Member of the KwaZulu-Natal Provincial Legislature

Personal details
- Citizenship: South Africa
- Political party: African National Congress

= Nhlakanipho Ntombela =

South African politician

Nhlakanipho Ntombela is a South African politician who has represented the African National Congress (ANC) in the KwaZulu-Natal Provincial Legislature since before 2014. He is also a longstanding member of the Provincial Executive Committee of the KwaZulu-Natal ANC, and in December 2021 he was elected Deputy Regional Chairperson of the ANC's Moses Mabhida branch in Umgungundlovu District.

== Political career ==
Ntombela was formerly the Provincial Chairperson of the ANC Youth League in KwaZulu-Natal. He is also a longstanding member of the Provincial Executive Committee of the ANC's KwaZulu-Natal branch: he had a seat in the committee by 2006, and the committee appointed him provincial head of campaigns ahead of the 2011 local elections. In March 2012, he stood for election as Regional Chairperson of the ANC's eThekwini region, the ANC's largest branch in the country, but he was narrowly defeated by Sibongiseni Dhlomo, won received 277 votes to Ntombela's 242.

Ntombela was a Member of the Provincial Legislature prior to 2014, and in the 2014 general election he was re-elected to his seat, ranked 26th on the ANC's provincial party list.

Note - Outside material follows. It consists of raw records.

PR #3682, opened 2020-05-04
hostinfo_unix: Enable FreeBSD CPU family/model/stepping detection.

fsbruva:
**Description of the Change**
Use native FreeBSD CPUID tools to derive family, model and stepping info. Tested on FreeBSD 12.1.

**Alternate Designs**
1. dmidecode: GNU tool creates unnecessary external dependency, and has trouble running in some VMs.
2. cpuinfo: FreeBSD has a kernel linux emulation capability, which allows a linprocfs to be mounted, containing cpuinfo. However, the implementation requires particular kernel knobs, and sometimes produces erroneous data (e.g., nonsense flags like 3dnow on Intel CPU).
3. dmesg: CPU data is visible and easily parsed from dmesg, but sane security settings generally prevent access to kernel message buffer from within FreeBSD jail.

**Release Notes**
FreeBSD now detects CPU family, model and stepping data.

### DIFF
--- a/client/hostinfo_unix.cpp
+++ b/client/hostinfo_unix.cpp
@@ -718,9 +718,11 @@ static void parse_cpuinfo_linux(HOST_INFO& host) {
 #include <sys/types.h>
 #include <sys/cdefs.h>
 #include <machine/cpufunc.h>
+#include <machine/specialreg.h>
 
 void use_cpuid(HOST_INFO& host) {
     u_int p[4];
+    u_int cpu_id;
     int hasMMX, hasSSE, hasSSE2, hasSSE3, has3DNow, has3DNowExt, hasAVX;
     char capabilities[256];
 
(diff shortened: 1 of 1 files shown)


AenBleidd:
@fsbruva, why did you close it?

fsbruva:
@AenBleidd , I realized one PR with 3-4 commits probably made more sense than each commit having its own PR. Or would you rather I 

Scope of work - There are numerous things wrong with the FreeBSD output:

> Processor: 4 amd64 Intel(R) Core(TM) i3-4340 CPU @ 3.60GHzIntel(R) Core(TM) i3-4340 CPU @ 3.60GHz [] [sse sse2 pni mmx avx]
Processor features:

So, after I submitted stepping detection PR, I also fixed the duplicate model information, and moving the feature flags into host.p_features. I'll fix the vendor_id and submit a unified PR. Or would you rather the PR be atomic to the commit?

AenBleidd:
PRs should be atomic. But if you have some general improvements or fixes that are closely connected (I believe it is the case), it's better to combine them in one PR

fsbruva:
The PR would generally be: "Improve FreeBSD CPU detection & reporting format".  I'll submit a single PR, and if it needs to be broken apart, I can accommodate.

PR #3684, opened 2020-05-05
Improve FreeBSD CPU detection & reporting format

fsbruva:
**Description of the Change**
Use native FreeBSD CPUID tools to detect vendor, family, model, and stepping info. Rectify duplicate reporting of CPU model, and use host.p_features for CPU flags instead of host.p_model. Tested on FreeBSD 12.1.

Original output:
> Processor: Intel(R) Core(TM) i7-9850H CPU @ 2.60GHz [Family 6 Model 158 Stepping 13]Intel(R) Core(TM) i7-9850H CPU @ 2.60GHz [Family 6 Model 158 Stepping 13] [] [sse sse2 pni mmx]
Processor features:

Output after applying PR:
>Processor: 4 GenuineIntel Intel(R) Core(TM) i7-9850H CPU @ 2.60GHz [Family 6 Model 158 Stepping 13]
Processor features: sse sse2 pni mmx avx

**Alternate Designs**
1. dmidecode: GNU tool creates unnecessary external dependency, and has trouble running in some VMs.
2. cpuinfo: FreeBSD has a kernel linux emulation capability, which allows a linprocfs (Linux procfs) to be mounted, containing cpuinfo. However, the implementation requires particular kernel knobs, and sometimes produces erroneous data (e.g., nonsense flags like 3dnow on Intel CPU).
3. dmesg: CPU data is visible and easily parsed from dmesg, but sane security settings generally prevent access to kernel message buffer from within FreeBSD jails.

**Release Notes**
FreeBSD better detects and reports CPU vendor, family, model and stepping data.

### DIFF
--- a/client/hostinfo_unix.cpp
+++ b/client/hostinfo_unix.cpp
@@ -718,9 +718,12 @@ static void parse_cpuinfo_linux(HOST_INFO& host) {
 #include <sys/types.h>
 #include <sys/cdefs.h>
 #include <machine/cpufunc.h>
+#include <machine/specialreg.h>
 
 void use_cpuid(HOST_INFO& host) {
     u_int p[4];
+    u_int cpu_id;
+    char vendor[13];
     int hasMMX, hasSSE, hasSSE2, hasSSE3, has3DNow, has3DNowExt, hasAVX;
     char capabilities[256];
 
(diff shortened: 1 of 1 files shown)


fsbruva:
Just noticed that I have a duplicate declaration of cpu_id. Will fix, and rebase, to avoid git log pollution.

fsbruva:
@AenBleidd I am guessing that this PR requires review by someone other than yourself prior to merging? If FreeBSD build stability is a concern - would there be merit in adding FreeBSD CI tasks to streamline review? Cirrus-CI can do FreeBSD builds, and I could develop a PR to add that.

In November 2015, he stood unsuccessfully for election as Provincial Secretary of the KwaZulu-Natal ANC; he ran on a slate aligned to outgoing Provincial Chairperson Senzo Mchunu, and he was defeated by Super Zuma. Ahead of the ANC's 54th National Conference two years later, according to IOL, he was a "key backer and lobbyist" of Cyril Ramaphosa's successful campaign to be elected ANC President.

At the ANC's next provincial elective conference in July 2018, Ntombela was re-elected to the ANC Provincial Executive Committee, and in the 2019 general election he was re-elected to his legislative seat, ranked 13th on the ANC's party list. In July 2020, he was appointed as official spokesperson of the KwaZulu-Natal ANC, succeeding Ricardo Mthembu, who had died of COVID-19 complications earlier that month. In December 2021, Ntombela was elected Deputy Regional Chairperson of the ANC's Moses Mabhida branch in Umgungundlovu District, the party's second largest branch in KwaZulu-Natal; in that capacity he served under Regional Chairperson Mzimkhulu Thebolla. He was re-elected to another four-year term on the ANC's Provincial Executive Committee in July 2022.